I have created a base class derived from the ServiceStack JsvServiceClient, which handles providing the authentication information. The code for this is shown below.

public abstract class BaseServiceClient : JsvServiceClient
{
    protected BaseServiceClient(string baseUri, TimeSpan serviceTimeout, string currentUserName)
        : base(baseUri)
    {
        Headers.Add(CustomHeaders.LoggedOnUserNameHeader, currentUserName);
        UserName = WebServiceSecurity.GetMasterUsername();
        Password = WebServiceSecurity.GetMasterPassword();
        Timeout = serviceTimeout;
    }
}

Service Authentication Configuration Code

Plugins.Add(new AuthFeature(() => new AuthUserSession(), new IAuthProvider[] {new BasicAuthProvider()}));
    var userRepository = new InMemoryAuthRepository();
    container.Register<IUserAuthRepository>(userRepository);

    string hash;
    string salt;

    new SaltedHash().GetHashAndSaltString(WebServiceSecurity.GetMasterPassword(), out hash, out salt);
userRepository.CreateUserAuth(new UserAuth
{
    Id = 1,
    UserName = *UserName*,
    PasswordHash = ******,
    Salt = ******,
    Roles = new List<string> { *Role* },
}, *Password*);

It is important to note that we only make one call to the web service method and both of these requests result as part of this single call

If anyone could assist or confirm that this is normal behavior, it would be very much appreciated.

Many thanks in advance

Simon

1
servicestack
Please update your question to include the raw HTTP Request / Responses from Fiddler as well as your AuthFeature registration that shows how you've registered BasicAuth. Also the code you used to configure the JsonServiceClient (with any passwords omitted).mythz
Hi - Apologies - Additional information as requested. Many thanks. SimonSimon Martin-Lemmon

1 Answers

3
votes

The first request fails because it's sending a non-Authenticated request to a protected Service, so the Service is correctly responding with a 401 UnAuthenticated to indicate this.

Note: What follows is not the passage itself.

PR #12185, opened 2019-07-23
Strip "+" and "00" from country prefix code before sending it to backend for validation

### LINKED ISSUE #12181: Domain Credit: domain registration phone validation fails if you use a "+" symbol in the country code
To prepare:

1. Setup a WordPress.com blog and apply a plan to it.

The error response also indicates that the Service supports HTTP Basic Auth with the WWW-Authenticate: basic realm="/auth/basic" response header.

When the subsequent request is made it includes the Basic Auth info which can be seen in the HTTP Header Authorization: Basic d2Vic2VydmljZTpzdDNybDFuZw== which as it holds a valid UserName/Password, then succeeds.

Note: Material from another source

PR #12187, opened 2019-07-23
Implement UISwipeActions / Remove MGSwipeTableCell

frosty:
Now that we've bumped our base SDK up to iOS 11, we can drop MGSwipeTableCell and use native UISwipeActions instead. This PR does just that. Apologies that it's a little long, but the majority of the changes are just cookie cutter across the different types of notifications and their tests.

You can skip the initial UnAuthenticated Request and Auth Challenge Response by always sending the Basic Auth Info with every request.

You can set the AlwaysSendBasicAuthHeader property to instruct ServiceStack's ServiceClients to always send the Basic Auth Info with every request, e.g:

client.AlwaysSendBasicAuthHeader = true;

You can find other Authentication examples using the ServiceStack ServiceClients in the ServiceClients AuthTests.cs.